• Assignment
Each line from the one that contains "6. Option with" to the end of the material must be set down exactly, and no line before it.

• Given data
BEGIN
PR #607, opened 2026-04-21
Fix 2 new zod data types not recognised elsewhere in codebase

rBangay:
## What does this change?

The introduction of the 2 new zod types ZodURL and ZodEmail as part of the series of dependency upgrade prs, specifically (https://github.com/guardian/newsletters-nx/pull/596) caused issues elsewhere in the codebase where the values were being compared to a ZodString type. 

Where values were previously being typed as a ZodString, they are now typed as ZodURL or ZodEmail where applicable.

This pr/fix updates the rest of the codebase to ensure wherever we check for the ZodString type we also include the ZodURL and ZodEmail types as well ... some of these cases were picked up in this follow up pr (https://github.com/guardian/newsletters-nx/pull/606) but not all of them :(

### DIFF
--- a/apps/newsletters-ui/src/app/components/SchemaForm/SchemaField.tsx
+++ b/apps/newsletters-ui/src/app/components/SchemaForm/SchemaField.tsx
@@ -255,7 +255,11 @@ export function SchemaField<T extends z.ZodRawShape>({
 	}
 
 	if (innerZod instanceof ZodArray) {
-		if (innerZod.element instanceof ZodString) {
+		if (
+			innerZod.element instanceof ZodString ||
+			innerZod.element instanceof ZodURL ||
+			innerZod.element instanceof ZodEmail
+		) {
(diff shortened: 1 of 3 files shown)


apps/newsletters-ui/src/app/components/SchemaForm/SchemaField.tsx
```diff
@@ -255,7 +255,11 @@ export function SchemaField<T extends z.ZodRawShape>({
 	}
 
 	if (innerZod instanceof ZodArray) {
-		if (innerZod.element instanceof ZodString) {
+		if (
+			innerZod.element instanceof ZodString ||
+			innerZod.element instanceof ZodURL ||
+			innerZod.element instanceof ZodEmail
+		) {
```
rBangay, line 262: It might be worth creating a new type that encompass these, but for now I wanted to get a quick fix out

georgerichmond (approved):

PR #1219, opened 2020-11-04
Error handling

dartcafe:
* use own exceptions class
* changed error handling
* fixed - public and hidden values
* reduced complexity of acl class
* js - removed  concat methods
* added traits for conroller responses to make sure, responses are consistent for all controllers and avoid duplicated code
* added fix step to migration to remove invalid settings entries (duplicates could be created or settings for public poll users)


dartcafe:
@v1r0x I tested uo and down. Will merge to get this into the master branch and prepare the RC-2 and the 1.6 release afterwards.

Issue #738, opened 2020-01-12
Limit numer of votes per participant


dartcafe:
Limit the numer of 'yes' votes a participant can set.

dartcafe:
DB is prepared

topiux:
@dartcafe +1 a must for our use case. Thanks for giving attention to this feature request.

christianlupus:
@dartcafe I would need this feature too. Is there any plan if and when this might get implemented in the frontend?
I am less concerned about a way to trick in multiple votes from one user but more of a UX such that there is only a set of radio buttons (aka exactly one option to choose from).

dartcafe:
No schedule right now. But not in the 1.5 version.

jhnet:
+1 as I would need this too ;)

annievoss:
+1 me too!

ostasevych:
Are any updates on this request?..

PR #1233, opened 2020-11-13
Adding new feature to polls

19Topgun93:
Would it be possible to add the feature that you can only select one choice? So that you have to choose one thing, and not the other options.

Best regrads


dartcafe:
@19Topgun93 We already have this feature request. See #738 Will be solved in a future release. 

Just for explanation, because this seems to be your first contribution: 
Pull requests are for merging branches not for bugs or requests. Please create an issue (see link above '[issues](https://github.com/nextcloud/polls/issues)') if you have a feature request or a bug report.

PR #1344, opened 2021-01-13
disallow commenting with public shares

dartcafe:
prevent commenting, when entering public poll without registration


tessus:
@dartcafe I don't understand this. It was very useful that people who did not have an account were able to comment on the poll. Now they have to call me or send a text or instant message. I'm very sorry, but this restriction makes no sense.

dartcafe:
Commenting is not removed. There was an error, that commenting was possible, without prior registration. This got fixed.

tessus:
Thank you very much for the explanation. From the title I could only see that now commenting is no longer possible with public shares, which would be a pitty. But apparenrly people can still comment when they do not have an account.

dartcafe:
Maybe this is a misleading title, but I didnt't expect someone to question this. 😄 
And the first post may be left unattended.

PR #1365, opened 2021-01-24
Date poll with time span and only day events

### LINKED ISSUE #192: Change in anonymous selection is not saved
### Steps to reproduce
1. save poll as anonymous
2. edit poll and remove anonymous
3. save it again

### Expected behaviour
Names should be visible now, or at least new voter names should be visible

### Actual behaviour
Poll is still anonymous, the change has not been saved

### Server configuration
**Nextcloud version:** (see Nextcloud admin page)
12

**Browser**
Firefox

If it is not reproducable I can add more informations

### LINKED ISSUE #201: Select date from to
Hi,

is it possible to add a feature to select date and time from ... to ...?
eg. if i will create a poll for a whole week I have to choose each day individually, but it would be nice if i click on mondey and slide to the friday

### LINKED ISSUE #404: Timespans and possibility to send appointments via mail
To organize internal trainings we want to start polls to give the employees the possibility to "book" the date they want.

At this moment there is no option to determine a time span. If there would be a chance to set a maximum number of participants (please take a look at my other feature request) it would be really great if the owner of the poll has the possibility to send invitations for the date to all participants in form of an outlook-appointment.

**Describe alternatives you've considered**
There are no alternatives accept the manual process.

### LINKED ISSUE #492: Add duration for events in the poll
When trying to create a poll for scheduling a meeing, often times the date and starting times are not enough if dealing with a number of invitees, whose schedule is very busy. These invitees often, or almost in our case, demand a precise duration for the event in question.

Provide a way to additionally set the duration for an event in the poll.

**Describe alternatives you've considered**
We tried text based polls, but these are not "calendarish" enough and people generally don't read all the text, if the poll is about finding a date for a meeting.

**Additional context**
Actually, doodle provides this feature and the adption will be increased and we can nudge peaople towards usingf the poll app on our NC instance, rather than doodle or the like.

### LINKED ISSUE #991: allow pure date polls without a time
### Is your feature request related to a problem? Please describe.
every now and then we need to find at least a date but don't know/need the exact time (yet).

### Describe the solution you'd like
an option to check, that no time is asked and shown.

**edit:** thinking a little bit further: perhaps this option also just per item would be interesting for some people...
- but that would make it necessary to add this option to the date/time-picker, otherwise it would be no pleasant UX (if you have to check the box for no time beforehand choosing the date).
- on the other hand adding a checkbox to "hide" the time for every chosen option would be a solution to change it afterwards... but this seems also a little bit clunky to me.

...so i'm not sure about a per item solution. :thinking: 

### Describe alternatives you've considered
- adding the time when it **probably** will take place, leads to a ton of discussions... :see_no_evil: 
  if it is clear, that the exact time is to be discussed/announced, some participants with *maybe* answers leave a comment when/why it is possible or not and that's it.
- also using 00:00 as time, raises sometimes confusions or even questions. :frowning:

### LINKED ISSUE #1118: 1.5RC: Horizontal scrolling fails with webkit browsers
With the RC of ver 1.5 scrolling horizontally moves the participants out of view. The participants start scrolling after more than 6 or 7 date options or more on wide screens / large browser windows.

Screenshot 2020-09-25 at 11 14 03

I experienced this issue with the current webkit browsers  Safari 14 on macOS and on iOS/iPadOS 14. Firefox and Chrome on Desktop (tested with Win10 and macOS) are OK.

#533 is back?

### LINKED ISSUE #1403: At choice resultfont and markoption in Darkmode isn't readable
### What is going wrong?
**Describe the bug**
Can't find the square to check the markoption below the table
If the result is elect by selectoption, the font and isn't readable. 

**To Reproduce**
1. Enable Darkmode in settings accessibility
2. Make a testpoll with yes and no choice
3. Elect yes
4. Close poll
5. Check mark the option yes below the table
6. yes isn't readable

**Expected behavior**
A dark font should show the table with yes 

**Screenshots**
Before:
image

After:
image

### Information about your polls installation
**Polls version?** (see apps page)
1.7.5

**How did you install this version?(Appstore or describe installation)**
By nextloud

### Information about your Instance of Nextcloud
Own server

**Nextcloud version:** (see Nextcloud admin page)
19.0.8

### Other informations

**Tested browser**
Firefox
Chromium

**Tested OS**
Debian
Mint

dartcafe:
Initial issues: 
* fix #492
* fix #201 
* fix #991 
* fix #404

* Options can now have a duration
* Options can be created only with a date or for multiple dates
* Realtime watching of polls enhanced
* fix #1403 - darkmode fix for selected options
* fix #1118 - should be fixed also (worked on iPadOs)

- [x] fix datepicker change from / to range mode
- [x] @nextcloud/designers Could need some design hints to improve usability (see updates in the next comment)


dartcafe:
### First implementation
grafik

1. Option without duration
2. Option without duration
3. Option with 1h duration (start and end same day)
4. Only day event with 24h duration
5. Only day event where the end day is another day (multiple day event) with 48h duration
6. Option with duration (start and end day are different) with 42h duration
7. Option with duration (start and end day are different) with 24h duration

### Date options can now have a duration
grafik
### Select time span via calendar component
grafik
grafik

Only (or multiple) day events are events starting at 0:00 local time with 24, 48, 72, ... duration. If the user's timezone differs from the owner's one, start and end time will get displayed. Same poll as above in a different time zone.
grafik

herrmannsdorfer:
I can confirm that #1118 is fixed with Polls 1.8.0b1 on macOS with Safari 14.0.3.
END
• Solution to this task
6. Option with duration (start and end day are different) with 42h duration
7. Option with duration (start and end day are different) with 24h duration

### Date options can now have a duration
grafik
### Select time span via calendar component
grafik
grafik

Only (or multiple) day events are events starting at 0:00 local time with 24, 48, 72, ... duration. If the user's timezone differs from the owner's one, start and end time will get displayed. Same poll as above in a different time zone.
grafik

herrmannsdorfer:
I can confirm that #1118 is fixed with Polls 1.8.0b1 on macOS with Safari 14.0.3.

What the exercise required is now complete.